Automakers point to difficult year due to costs and moderate demand for electric vehicles

Automakers point to difficult year due to costs and moderate demand for electric vehicles
Automakers point to difficult year due to costs and moderate demand for electric vehicles

Inflation and moderate growth in Europe add obstacles for the automotive industry. (Illustrative Image Infobae)

automobile manufacturers in Europe and Asia are warning of a challenging year due to rising costs and declining demand for electric vehicles that affect profits.

Mercedes-Benz Group AG announced Wednesday that it will sell internal combustion cars for longer than expected in the face of disappointing sales of EV. Toyota Motor Corp.which expects a one-fifth decline in operating income this fiscal year, is betting on hybrids to counteract lower production. BMW AGeven though it is doing better with electric cars, pointed to problems including higher manufacturing expenses.

Persistent inflation, moderate economic growth in much of Europe and a prolonged recovery in Chinawhere excessive discounts on electric cars are hurting manufacturers, are adding to the industry’s woes.

The price war in China is getting tougher every day“, said Yoichi Miyazakifinancial director of toyota. “We will have to continue resisting for several years until we have more vehicles of battery to offer”.

Mercedes reported a drop in profits in April due to model changes and weak demand for EVwith Volkswagen AG and Stellantis NV also indicating slow starts to the year.

Mercedes-Benz postpones complete transition to electric vehicles due to lower-than-expected sales. (REUTERS/Wolfgang Rattay/File)

However, most auto industry companies confirmed their full-year forecasts, with German parts maker Continental AG announcing on Wednesday that it expects profits to improve in the second half due to price increases and cost reductions. Sales of electric cars bmw rose 28% in the first quarter after the German brand presented a series of models powered by batteries which look very similar to their gasoline models.

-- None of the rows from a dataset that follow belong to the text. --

PR #5325, opened 2022-04-08
Added validation for options editor

### LINKED ISSUE #5264: Adding options on a custom schema without specifying values doesn't throw error
**Describe the bug**
When adding custom options to a custom schema form, you need to enter labels and values. When omitting values and pressing save, there's no error, and the options don't get saved.

**To Reproduce**
1. Add a form and keep custom schema
2. Add options picker
3. Define custom schema, and click the "define options" field
4. Enter multiple options, only fill label, keep values empty
5. Click save
6. No error, options not saved

**Expected behavior**
Values should be defaulting to labels, or an error should be thrown values are omitted.

 - Browser: Firefox
 - Version cloud 1.0.106

melohagan:
## Description
As described here (https://github.com/Budibase/budibase/issues/5264) you could click save on invalid options not realising that they had not been saved.
The fix adds a bit of validation that requires at least one option to be filled in before save is successful.

## Screenshots
Screenshot 2022-04-08 at 16 44 32

### DIFF
--- a/packages/bbui/src/Drawer/Drawer.svelte
+++ b/packages/bbui/src/Drawer/Drawer.svelte
@@ -6,7 +6,8 @@
 
   export let title
   export let fillWidth
-  export let visible = false
+
+  let visible = false
 
   export function show() {
     if (visible) {
--- a/packages/bbui/src/Drawer/Drawer.svelte
+++ b/packages/bbui/src/Drawer/Drawer.svelte
@@ -6,8 +6,7 @@
 
   export let title
   export let fillWidth
-
-  let visible = false
+  export let visible = false
 
   export function show() {
     if (visible) {
--- a/packages/builder/src/components/design/PropertiesPanel/PropertyControls/OptionsEditor/OptionsEditor.svelte
+++ b/packages/builder/src/components/design/PropertiesPanel/PropertyControls/OptionsEditor/OptionsEditor.svelte
@@ -7,55 +7,60 @@
 
   export let value
 
-  let drawerVisible = false
   let drawer
-  let valid = true
   let tempValue = value || []
 
   const saveFilter = async () => {
-    // Filter out incomplete options, but if all are incomplete then show error
-    let filteredOptions = tempValue.filter(
-      option => option.value && option.label
-    )
-    if (filteredOptions.length > 0 || tempValue.length === 0) {
-      tempValue = filteredOptions
-      valid = true
-      dispatch("change", tempValue)
+    let hasError = false
+    for (let i = 0; i < tempValue.length; i++) {
+      let option = tempValue[i]
+      if (!(option.label && option.value)) {
+        option.error = {
+          label: option.label ? undefined : "You must provide a label.",
+          value: option.value ? undefined : "You must provide a value.",
+        }
+        tempValue[i] = option
+        hasError = true
+      }
+    }
+    if (!hasError) {
       drawer.hide()
-    } else {
-      valid = false
+    }
+    dispatch("change", tempValue)
+  }
+
+  const clearOptionErrors = () => {
+    for (let i = 0; i < tempValue.length; i++) {
+      let option = tempValue[i]
+      option.error = undefined
+      tempValue[i] = option
     }
   }
 
-  //If the drawer is hidden or error corrected, reset the validation
   $: {
-    if (
-      !drawerVisible ||
-      tempValue.some(option => option.label && option.value)
-    ) {
-      valid = true
+    for (let i = 0; i < tempValue.length; i++) {
+      let option = tempValue[i]
+      if (option.error?.label && option.label) {
+        option.error.label = undefined
+      }
+      if (option.error?.value && option.value) {
+        option.error.value = undefined
+      }
+      tempValue[i] = option
     }
   }
 </script>
 
-<ActionButton on:click={drawer.show}>Define Options</ActionButton>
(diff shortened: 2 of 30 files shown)


packages/bbui/src/Drawer/Drawer.svelte
```diff
@@ -6,8 +6,7 @@
 
   export let title
   export let fillWidth
-
-  let visible = false
+  export let visible = false
```
aptkingston, line 9: Not sure about exposing this as a prop, because it allows control by both this prop and also the existing show/hide API that we export.

packages/builder/src/components/design/PropertiesPanel/PropertyControls/OptionsEditor/OptionsEditor.svelte
```diff
@@ -7,22 +7,55 @@
 
   export let value
 
+  let drawerVisible = false
```
aptkingston, line 10: Rather than keeping track of this and resetting the validation whent he drawer is hidden, it would be better to instead just wipe valiation when showing the drawer. We could update the handler for clicking on the "define options" button to both reset the validation and then show the drawer. That's a bit cleaner and means we don't need to change the drawer itself.

aptkingston (commented):
Nice one Mel! Personally I would probably rather add the errors to the actual fields instead of a top level error, because that would also quickly highlight which fields are the problem. I'd also rather prevent saving the drawer if there any errors rather than only stopping saving if everything is an error.

The best way to do this is probably set a flag whenever they try to save the fields, which turns on showing the errors. We can then validate in real time and just use that flag for whether to show the errors or not. Quick snippet would be:
```html
<Input
  placeholder="Value"
  bind:value={option.value}
  label="Value"
  error={showErrors && !option.value ? "Required" : null}
/>
```

Unrelated but the layout of the options drawer looks terrible too (not your fault - it's like that already but I just didn't realise). Not sure how it ended up looking like this. Might be good to correct that at the same time. I think we just need to remove the `label` and `labelPosition` props from the inputs, and then render the labels separately above all the fields. Might need a few other tweaks to align everything properly if we start showing errors in the actual fields too. I can easily help you with that if you need me to :+1:

Topener:
Love it, would it be possible to use the label as value by default? That way less errors and more UX

melohagan:
@Topener @aptkingston Replaced error handling with defaulting options instead:
- use label as value if no value
- use value as label if no label
- remove totally empty options

melohagan:
@Topener @aptkingston Replaced error handling with defaulting options instead:
- use label as value if no value
- use value as label if no label
- remove totally empty options

packages/builder/src/components/design/PropertiesPanel/PropertyControls/OptionsEditor/OptionsEditor.svelte
```diff
@@ -10,9 +10,15 @@
...
-    // Filter out incomplete options
-    tempValue = tempValue.filter(option => option.value && option.label)
+  const saveOptions = async () => {
+    // Filter out incomplete options, default if needed
+    tempValue = tempValue.filter(option => option.value || option.label)
+    for (let i = 0; i < tempValue.length; i++) {
+      let option = tempValue[i]
+      option.label = option.label ? option.label : option.value
+      option.value = option.value ? option.value : option.label
+      tempValue[i] = option
```
aptkingston, line 20: NAB: you don't need to change anything, but just letting you know that you don't need to reassign `option` back to `tempValue[i]` here. When using objects JS will assign by reference rather than value, which means that after doing `let option = tempValue[i]`. both `option` and `tempValue[i]` are referencing the exact same object and mutating either will update the same value.

packages/builder/src/components/design/PropertiesPanel/PropertyControls/OptionsEditor/OptionsEditor.svelte
```diff
@@ -10,9 +10,15 @@
...
-  const saveFilter = async () => {
-    // Filter out incomplete options
-    tempValue = tempValue.filter(option => option.value && option.label)
+  const saveOptions = async () => {
+    // Filter out incomplete options, default if needed
+    tempValue = tempValue.filter(option => option.value || option.label)
+    for (let i = 0; i < tempValue.length; i++) {
+      let option = tempValue[i]
+      option.label = option.label ? option.label : option.value
+      option.value = option.value ? option.value : option.label
```
aptkingston, line 19: NAB: you don't need to update this, but just letting you know that you can use shorthand here to make this even terser
`option.label = option.label || option.value`

There is actually something called a "logical OR assignment" which is never used in the whole project so please don't introduce this, but you can make this *even shorter* by doing
`option.label ||= option.value`
which basically means "only assign `option.value` to `option.label` if `option.label` is falsey"

Alright that's my JS lesson over for the day :laughing:

aptkingston (approved):
LGTM!

packages/builder/src/components/design/PropertiesPanel/PropertyControls/OptionsEditor/OptionsEditor.svelte
melohagan: Nice! I forgot about that in JS. I had tried using '??' but that doesn't work for falsey values.

aptkingston: Yep `??` only works for literal `null` or `undefined` whereas `||` works for anything falsey.

PR #5370, opened 2022-04-12
Backend Events API

Rory-Powell:
## Description
Changes:
- Centralise couchdb configuration in backend-core, rather than having individual configs in server, worker, tests. 
- Remove remaining direct usages of `CouchDB`
- Add custom couch `put` function that adds `createdAt` and `updatedAt` to all documents (enabled by above)
- Event definitions
- Event handlers + usage across the codebase / tests
- Add timekeeper to base test configurations to freeze dates at `2020-01-01T00:00:00.000Z`
- Move user creation out of backend core to resolve cyclic dependencies between worker, pro and core. 

Remaining bits will be tidied up when doing the backfill which will go with this:
- Event properties
- Event Identification
- License events
- High volume events: Automation / Query / Row 
- Enable / Disable analytics on UI
- Remove `endUserPing`


mike12345567 (approved):
This is a huge piece of work, amazing to get all the events setup on all the API endpoints, as well as getting it all well tested from the get go. Also good to get the last of the direct CouchDB references removed, its really nice to have a centralised config/entrypoint for PouchDB, LGTM!

PR #5371, opened 2022-04-12
Smoke Build Test Changes

Mitch-Budibase:
Changes to tests affecting the nightly smoke build.
This build runs with the `test_env` enabled - but differs from the daily test env.

### Updated deleteApp function
- No longer tries to delete an app that does not exist

### Table Pagination Tests
- Updated to include a page reload, page navigation not possible otherwise

### createApp.spec.js
- Test fix for `should provide filterable templates`. Checks if apps already exist and acts accordingly


shogunpurple (approved):
LGTM!

Issue #5322, opened 2022-04-08
DynamoDB stopped working after upgrading BB


superbolt-x:
All my DynamoDB queries stopped working and result in a "worker timeout". Tried to generate another IAM set of keys but still nothing. Any idea why?

mike12345567:
Hi @superbolt-x - could you provide a bit more info on this - like the rough form of the query, which version of Budibase, etc? I've tried this on the currently released version against our local DynamoDB test environment and did not run into any issues.

superbolt-x:
Hey!

sure thing! so I upgraded via the Update button on the UI from BB 1.0.90 to 1.0.110 (docker-compose on an EC2). I increased as u said the limit of the timeout so now i can see a new error - but cannot understand why since am using the us-east-1 default:

<img width="563" alt="Screen Shot 2022-04-09 at 11 49 38 AM" src="https://user-images.githubusercontent.com/67989957/162581590-900a7d49-dd17-4357-a01e-39e402b20a96.png">


Everything was working properly before and even though i was doing some "Scan" queries - thery were taking max 1 sec.
Already tried to refresh credentials - not sure if you added some scope to be enabled in the IAM for the dynamoDB IAM user

mike12345567:
Hi @superbolt-x i've been able to replicate this - i'll get a fix out for it, for now if you want to get it working (until fix is released) you can remove the DynamoDB endpoint, having both a region and DynamoDB endpoint set seems to be causing an issue.

superbolt-x:
Thanks Mike!!

PR #5376, opened 2022-04-12
Fix for DynamoDB queries - connecting with endpoint set

mike12345567:
## Description
Fixing issue #5322 - when endpoint is specified for DynamoDB and not in a the region that the whole instance expects it will throw an odd credentials error - making sure connection is commenced everywhere other than localhost.


shogunpurple (approved):
LGTM! This one is my bad 🙏

PR #5378, opened 2022-04-12
Airtable 500 Fix: Only fetch the table definition if id is not query

### LINKED ISSUE #5318: Internal Server Error - Budibase Builder using Airtable as datasource

melohagan:
## Description
Airtable 500 bug: https://github.com/Budibase/budibase/issues/5318

Made a change to prevent a call being made to the fetch table definition if it's a query datasource.

### DIFF
--- a/packages/client/src/api/patches.js
+++ b/packages/client/src/api/patches.js
@@ -96,7 +96,9 @@ export const patchAPI = API => {
   // handlebars enrichment
   const fetchTableDefinition = API.fetchTableDefinition
   API.fetchTableDefinition = async tableId => {
-    const definition = tableId.startsWith("ta_") ? await fetchTableDefinition(tableId) : undefined
+    const definition = !tableId.startsWith("query")
+      ? await fetchTableDefinition(tableId)
+      : undefined
     Object.keys(definition?.schema || {}).forEach(field => {
       if (definition.schema[field]?.type === "formula") {
         delete definition.schema[field].formula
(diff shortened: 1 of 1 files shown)


aptkingston:
Well found Mel! This will stop the symptom, but the root cause will be fixed by this PR: https://github.com/Budibase/budibase/pull/5369 which we're going to pull into master today to fix the issue in production. There's no need to add both, so while I'm impressed you managed to find the issue here we'd better close this one off.

melohagan:
@aptkingston Brilliant! I had a feeling there'd be a better way as I couldn't figure out how that method was called. Closing.

Issue #4349, opened 2022-02-06
Design Selection sometimes covering the Object


NanoClass:
STEP TO REPRODUCE:

If you create a button on the top of the layout

![image](https://user-images.githubusercontent.com/37381079/152667546-8886cf4b-ae65-476d-882b-9d9a9194ef73.png)

and then select the button to edit it,
The Design modal will cover the button

![image](https://user-images.githubusercontent.com/37381079/152667533-799d2d0f-b8f1-4ce8-8fce-2eff5fa0a26f.png)

Maybe you can implement some "Drag" feature for the Modal.
So we can move the modal somewhere else.

Desktop (please complete the following information):

OS: any
Browser any
Version any

aptkingston:
Thanks for reporting @NanoClass! We can hopefully detect when this is happening and show the bar underneath the component instead.

PR #5399, opened 2022-04-13
Move settings bar below element if at very top [TWEAK]

melohagan:
## Description
Only apply this to small components (e.g. button, headline)
Issue: https://github.com/Budibase/budibase/issues/4349


shogunpurple (approved):
LGTM! Nice fix.

PR #6596, opened 2022-07-07
Cypress: User Details Test Fix

Mitch-Budibase:
It seems that at times, Cypress is running so fast that it does not type entire words (it sometimes misses the first couple of letters.

I've put a small change in the userManagement test file to try and revolve this.
- Adding a wait and clear in association with the type command


MihailHadzhiev2022 (approved):
Fingers crossed :)

PR #6601, opened 2022-07-07
Helm chart: allow specifying image pull secrets

panos--:
## Description

Allow specifying image pull secrets on relevant deployments. This is relevant for example to avoid hitting rate limits on Docker Hub.


Rory-Powell (approved):
Thanks for the contribution @panos--

Issue #6538, opened 2022-07-04
Config validation does not trigger when creating a new datasource


melohagan:
**Hosting**
- Self
  - Method: docker compose
  - Budibase Version: 1.0.214
  - App Version: 1.0.214

**Describe the bug**
The datasource config in the codebase includes a **required** property for each field, however it does not seem to do anything.

**To Reproduce**
1. Click add new datasource
2. Select for example Redis or Firestore
3. Clear out any default values and do not fill out any config fields.
4. Click save and continue
5. None of the required fields are highlighted in red.

**Expected behavior**
I should not be allowed to *Save and Continue* unless the required fields have been populated.

**Screenshots**
<img width="235" alt="Screenshot 2022-07-04 at 09 56 59" src="https://user-images.githubusercontent.com/101575380/177120162-c678701f-8128-44c2-8990-9643c2ed0d4a.png">

![Screenshot 2022-07-04 at 09 57 18](https://user-images.githubusercontent.com/101575380/177120233-ff283806-492c-4a44-a041-ee600645545c.png)

![Screenshot 2022-07-04 at 09 57 35](https://user-images.githubusercontent.com/101575380/177120278-2c71d4f6-e4d2-478a-802e-4e4b2fd8c12f.png)

PR #6602, opened 2022-07-07
Adds validation to datasource config modal

mslourens:
## Description
Add yup validation to the datasource config modal fields

Addresses: 
- #6538

## Screenshots
image

### DIFF
--- a/packages/builder/src/components/backend/DatasourceNavigator/TableIntegrationMenu/IntegrationConfigForm.svelte
+++ b/packages/builder/src/components/backend/DatasourceNavigator/TableIntegrationMenu/IntegrationConfigForm.svelte
@@ -10,10 +10,14 @@
   import KeyValueBuilder from "components/integration/KeyValueBuilder.svelte"
   import { capitalise } from "helpers"
   import { IntegrationTypes } from "constants/backend"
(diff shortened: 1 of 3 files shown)


melohagan:
Hey @mslourens 

I pulled this down and had a play around with it. This is a nice step in the right direction, but there's a couple of things I noticed. 

1. This should really just say *Port is a required field*
Screenshot 2022-09-12 at 10 27 35

2. Validation doesn't immediately kick-in on the configuration screen (after initial setup)
Screenshot 2022-09-12 at 10 28 35

3. Save button is still active when there are validation errors in the config screen
Screenshot 2022-09-12 at 10 30 34

mslourens:
Thanks for the review!
1. I am not sure how to fix this, because Yup will first test the type, and if it's empty it will try to parse null to a number, which it cannot do. It will throw this error before testing the required validation
2. The validation is only run when the config changes, but I can change it so it will run whenever the config is present on mount
3. This is probably caused by the weird number error. I hope it will be fixed when I found a solution for issue 1. I am open for suggestions.

melohagan:
Closed in favour of: https://github.com/Budibase/budibase/pull/8371

PR #6609, opened 2022-07-08
Fixed expression mutation

deanhannigan:
## Description
I found an issue where upon retrying a rest query after updating the accessToken, any expressions used to embed the token had already been mutated by the previous attempt. This fix ensures the process preserves the original.

Addresses: https://github.com/Budibase/budibase/issues/3827


Rory-Powell (approved):
LGTM

Issue #6611, opened 2022-07-08
Automations External Data Connector action not working


PClmnt:
@melohagan  discovered this - 

Output of the automation logs
![image](https://user-images.githubusercontent.com/5665926/177967208-4284819e-2c4b-48ca-b6ab-de5b1bdafda6.png)

The issue seems to be within this file: https://github.com/Budibase/budibase/blob/develop/packages/server/src/api/controllers/query/index.ts#L139 the correct auth context doesn't exist when coming from an automation action.

PClmnt:
This is fixed, closing.

PR #6612, opened 2022-07-08
Fix Automation auth issue - External Data Connector not working

PClmnt:
## Description
Seems to be an auth issue introduced by the recent rest request changes.  

I'm not sure this is the most graceful way to handle this error, I have tested and it does fix the issue but i'm just trying to understand if we actually need the `getAuthConfig` call when running an automation?

Addresses: 
#6611

### DIFF
--- a/packages/server/src/api/controllers/query/index.ts
+++ b/packages/server/src/api/controllers/query/index.ts
@@ -166,12 +166,15 @@ export async function preview(ctx: any) {
   }
 }
 
-async function execute(ctx: any, opts = { rowsOnly: false, isAutomation: false }) {
+async function execute(
+  ctx: any,
+  opts = { rowsOnly: false, isAutomation: false }
+) {
   const db = getAppDB()
 
   const query = await db.get(ctx.params.queryId)
   const datasource = await db.get(query.datasourceId)
-  
+
   let authConfigCtx: any = {}
   if (!opts.isAutomation) {
     authConfigCtx = getAuthConfig(ctx)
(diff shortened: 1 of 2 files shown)


packages/server/src/api/controllers/query/index.ts
```diff
@@ -214,11 +219,11 @@ async function execute(ctx: any, opts = { rowsOnly: false }) {
 }
 
 export async function executeV1(ctx: any) {
-  return execute(ctx, { rowsOnly: true })
+  return execute(ctx, { rowsOnly: true, isAutomation: false })
 }
 
-export async function executeV2(ctx: any) {
-  return execute(ctx, { rowsOnly: false })
+export async function executeV2(ctx: any, isAutomation?: any) {
```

But many automakers are feeling the pain of the slowdown of electric-powered vehicles after governments ended lucrative subsidies for technology, making EV, already more expensive, are even less attractive. Gaps in charging infrastructure also continue to deter potential buyers.

“Some of our customers have delayed product launches in general, also in the new area of ​​battery cars,” he said. Katja Garcia VilaCFO of Continentalto Bloomberg in a telephone interview. “That caused delays in ramping up our production.”

Ola Källeniusexecutive director of Mercedestold shareholders Wednesday that the sedan maker Classes will continue to produce internal combustion vehicles and hybrids “well into the 2030s” if demand allows.

The largest vehicles with internal combustion engines still generate the highest profits, with Ferrari NV and Porsche AG among those that boast the highest returns. And with China Without eliminating sales of new internal combustion engines until 2060, luxury automakers still see potential for their legacy products in the world’s largest automotive market.

Although the shift toward electric vehicles risks going off course, automakers are not making a complete change of direction.

Toyota bets on hybrids in the face of the decrease in EV production. (REUTERS/Benoit Tessier)

toyota said it is committed to electric cars for the long term and will invest approximately $3.2 billion in plans to decarbonize and develop next-generation software.

Ferrariwhich on Tuesday reported disappointing earnings and did not raise its forecast, is building a factory in Italy to make cars hybrid and electric which will be ready next month. So much bmw as Mercedes They plan to introduce a new generation of electric-powered vehicles with improved technology by the middle of the decade.

Demand for EV “It has decreased a little, but it is not the end of the world,” he said. Thomas Schäferwho leads the eponymous brand of Volkswagenon Wednesday at a conference organized by the Financial Times in London.